セグメント別の経営成績は、次のとおりであります。
(パッケージソリューション事業)
社会のデジタル化の進展などの構造的な要因による事務用封筒の減少や、郵便料金の改定によるダイレクトメール用封筒の需要が減少するものの、国勢調査等大型の官公庁需要の取込みもあり、売上高は150億99百万円(前年同期比0.6%増)となりました。損益面では、原価率の上昇により売上総利益率が低下したことを主因に、営業利益は10億4百万円(前年同期比15.8%減)となりました。
(メーリング&デジタルソリューション事業)
官公庁需要の増加に加え、新規案件の獲得により、売上高は45億49百万円(前年同期比12.8%増)となりました。損益面では、内製化推進による外注加工賃の抑制が奏功し、営業利益は2億81百万円(前年同期比82.7%増)となりました。
(その他)
封入機の製造販売を手掛ける子会社が株式譲渡により連結対象外となる一方で、前連結会計年度に取得した海外子会社の売上が通期で計上されたことにより、売上高は21億82百万円(前年同期比17.3%増)となりました。損益面では、海外子会社において、収益構造の改善を図るべく事業基盤の再構築を進めており、その効果は徐々に現れておりますが、営業損失は1億79百万円(前連結会計年度は26百万円の営業損失)となりました。
② 財政状態の状況
当連結会計年度末の総資産は、前連結会計年度末に比べ48億4百万円増加して281億55百万円となりました。
流動資産は、前連結会計年度末に比べ5億70百万円増加して90億83百万円となりました。これは主に、受取手形及び売掛金が3億17百万円増加したことによるものです。

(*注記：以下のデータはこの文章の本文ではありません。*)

PR #16694, opened 2024-10-17
use packaged pytest, not some venv

evgeni:
### Problem Statement

The current FAM test setup relies on being able to reach the Internet, which is "bad design"™ but also actually broken in IPv6-only environments because our lab network has IPv6, but no route to the broader Internet.

### Solution

Instead of installing test dependencies via `pip` from the Internet, install them via `dnf` from the RH CDN and use them in the tests here.
There is an accompanying PR against the repo that carries the setup playbooks.

### DIFF
--- a/tests/foreman/sys/test_fam.py
+++ b/tests/foreman/sys/test_fam.py
@@ -74,6 +74,13 @@ def setup_fam(module_target_sat, module_sca_manifest, install_import_ansible_rol
     # Edit Makefile to not try to rebuild the collection when tests run
     module_target_sat.execute(f"sed -i '/^live/ s/$(MANIFEST)//' {FAM_ROOT_DIR}/Makefile")
 
+    # Edit Makefile to use passed-in pytest
+    # Can be removed once https://github.com/theforeman/foreman-ansible-modules/pull/1788
+    # is present in all relevant branches
+    module_target_sat.execute(
+        f"sed -i '/test_crud/ s/pytest/$(PYTEST_COMMAND)/' {FAM_ROOT_DIR}/Makefile"
+    )
+
     # Upload manifest to test playbooks directory
     module_target_sat.put(str(module_sca_manifest.path), str(module_sca_manifest.name))
     module_target_sat.execute(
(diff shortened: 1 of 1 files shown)


jameerpathan111:
trigger: test-robottelo
pytest: tests/foreman/sys/test_fam.py
network_type: ipv6

evgeni:
@jameerpathan111 given the executed `fam-test-setup` playbook is the same for every Satellite branch, I think this needs cherry-picking to all supported branches.

Satellite-QE:
**PRT Result**
```
Build Number: 8994
Build Status: UNSTABLE
PRT Comment: pytest tests/foreman/sys/test_fam.py --external-logging
Test Result : =========== 108 failed, 2 passed, 472 warnings in 2113.86s (0:35:13) ===========
```

evgeni:
The PRT failure is expected, you need to run it against an AAP that has my deployment patches in.

jameerpathan111:
@evgeni Acked. Can you fix pre-commit failures?

evgeni:
Done!

tests/foreman/sys/test_fam.py
```diff
@@ -74,6 +74,13 @@ def setup_fam(module_target_sat, module_sca_manifest, install_import_ansible_rol
     # Edit Makefile to not try to rebuild the collection when tests run
     module_target_sat.execute(f"sed -i '/^live/ s/$(MANIFEST)//' {FAM_ROOT_DIR}/Makefile")
```
ekohl, line 75: Not a blocker, but could we introduce an environment variable for this as well so we can avoid patching code altogether?

evgeni: Maybe, probably. But not today ;)

evgeni:
Rebased and updated to match the last version of https://github.com/theforeman/foreman-ansible-modules/pull/1788 -- now only replacing `pytest` to `$(PYTEST_COMMAND)` and letting the rest of the `-vv` handling to other means.

PR #16728, opened 2024-10-22
prepare puppet classes needed for FAM tests in setup_fam

evgeni:
### Problem Statement

* FAM tests need Puppet modules for two things:
  * Testing of assignment of Puppet classes to hosts and hostgroups (`host` and `hostgroup` tests)
  * Testing of import of Puppet classes (`puppetclasses_import` test)
* For assignment, those Puppet classes need to be already imported into Foreman
* For importing "obviously" not
* Additionally, `puppet module install <module>` requires access to Puppet Forge, which might or might not be present during the `fam-test-setup` workflow

### Solution

* Instead of handling this in the `fam-test-setup` workflow, move the whole setup to `robottelo`
* Use `puppetlabs-ntp` from https://github.com/SatelliteQE/fedorapeople-repos/, as we use parameters from that module to test parameter assignment
* Fake `puppet-prometheus` as we don't use anything of the module, just the fact that the classes are present
* Fake another `fakemodule` that can be imported when the tests run.

### Example

```
trigger: test-robottelo
pytest: tests/foreman/sys/test_fam.py
```

### DIFF
--- a/tests/foreman/sys/test_fam.py
+++ b/tests/foreman/sys/test_fam.py
@@ -91,6 +91,38 @@ def setup_fam(module_target_sat, module_sca_manifest, install_import_ansible_rol
         f'''sed -i 's|subscription_manifest_path:.*|subscription_manifest_path: "data/{module_sca_manifest.name}"|g' {config_file}'''
     )
 
+    repo_path = '/fake_puppet1/system/releases/p/puppetlabs/'
+    module_tarball = 'puppetlabs-ntp-3.0.3.tar.gz'
+    local_path = '/tmp'
+    module_target_sat.execute(
+        f'curl --output {local_path}/{module_tarball} {settings.robottelo.repos_hosting_url}{repo_path}{module_tarball}',
+    )
+    module_target_sat.execute(
+        f'puppet module install --ignore-dependencies {local_path}/{module_tarball}'
+    )
+
+    def create_fake_module(module_target_sat, module_name, module_classes):
+        base_dir = '/etc/puppetlabs/code/environments/production/modules'
+        module_dir = f'{base_dir}/{module_name}'
+        manifest_dir = f'{module_dir}/manifests'
+        module_target_sat.execute(f'mkdir -p {manifest_dir}')
+        for module_class in module_classes:
+            full_class = module_name if module_class == 'init' else f'{module_name}::{module_class}'
+            module_target_sat.execute(
+                f'echo "class {full_class}(){{}}" > {manifest_dir}/{module_class}.pp'
+            )
+
+    create_fake_module(
+        module_target_sat,
+        'prometheus',
+        ['init', 'haproxy_exporter', 'redis_exporter', 'statsd_exporter'],
+    )
+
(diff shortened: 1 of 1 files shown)


tests/foreman/sys/test_fam.py
```diff
@@ -91,6 +91,42 @@ def setup_fam(module_target_sat, module_sca_manifest, install_import_ansible_rol
...
+        module_target_sat,
+        'prometheus',
+        ['init', 'haproxy_exporter', 'redis_exporter', 'statsd_exporter'],
+    )
+
+    smart_proxy = (
+        module_target_sat.api.SmartProxy()
+        .search(query={'search': f'name={module_target_sat.hostname}'})[0]
+        .read()
+    )
```
jameerpathan111, line 125:
```suggestion
    smart_proxy = module_target_sat.nailgun_smart_proxy.read()
```

jameerpathan111 (approved):
Looks alright to me, left small nitpick.

tests/foreman/sys/test_fam.py
evgeni: TIL, thanks!

tests/foreman/sys/test_fam.py
```diff
@@ -91,6 +91,38 @@ def setup_fam(module_target_sat, module_sca_manifest, install_import_ansible_rol
...
+    module_tarball = 'puppetlabs-ntp-3.0.3.tar.gz'
+    local_path = '/tmp'
+    module_target_sat.execute(
+        f'curl --output {local_path}/{module_tarball} {settings.robottelo.repos_hosting_url}{repo_path}{module_tarball}',
+    )
+    module_target_sat.execute(
+        f'puppet module install --ignore-dependencies {local_path}/{module_tarball}'
+    )
+
+    def create_fake_module(module_target_sat, module_name, module_classes):
```
evgeni, line 104: Jameer asked via Slack what's exactly happening here, and I think we can write it down here in the PR for anyone who will come back and read it later:

I need puppet modules for the tests. 1/ the prometheus module (with those exporter subclasses) and 2/ "some rando module, just something that can be imported"
in both cases, I don't actually care about them to have any working puppet code in them, as long as the names (of modules/classes) are as I want them to

a trivial Puppet class definition is:
```
class some_name(){
}
```
or also
```
class some_name(){}
```
if I want to ignore newlines/readability

so the code (`create_fake_module`) goes and given the name of a module (e.g. `prometheus`) and classes inside that module (e.g. `['init', 'haproxy_exporter', 'redis_exporter', 'statsd_exporter']`) it:
1. creates the folder where these files would live (`/etc/puppetlabs/code/environments/production/modules/prometheus/manifests`) (and it's parents, `mkdir -p` does that for us)
2. in this folder it creates "empty" class files, an `init.pp` with `class prometheus(){}`, a `haproxy_exporter.pp` with `class prometheus::haproxy_exporter(){}`, etc…

For Puppet/Foreman this looks like totally legit normal Puppet modules, they can be imported into Foreman and applied to Hosts/Hostsgroups, and that's all we care about

PR #16753, opened 2024-10-24
Remove reverse proxy assertion code from test_capsule_installation

jameerpathan111:
### Problem Statement
We have dropped support for port 8443 as a reverse proxy in Stream and it's causing test_capsule_installation to fail.

### Solution
- Remove code for reverse proxy


LadislavVasina1 (approved):
Seems good to me.

rmynar (approved):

固定資産は、前連結会計年度末に比べ42億33百万円増加して190億72百万円となりました。これは主に、有形固定資産が29億2百万円、投資その他の資産が14億14百万円増加したことによるものです。
当連結会計年度末の負債は、前連結会計年度末に比べ36億4百万円増加して101億98百万円となりました。
流動負債は、前連結会計年度末に比べ27億23百万円増加して85億24百万円となりました。これは主に、短期借入金が19億50百万円、未払金が3億45百万円増加したことによるものです。
固定負債は、前連結会計年度末に比べ8億81百万円増加して16億73百万円となりました。これは主に、長期借入金が6億4百万円増加したことによるものです。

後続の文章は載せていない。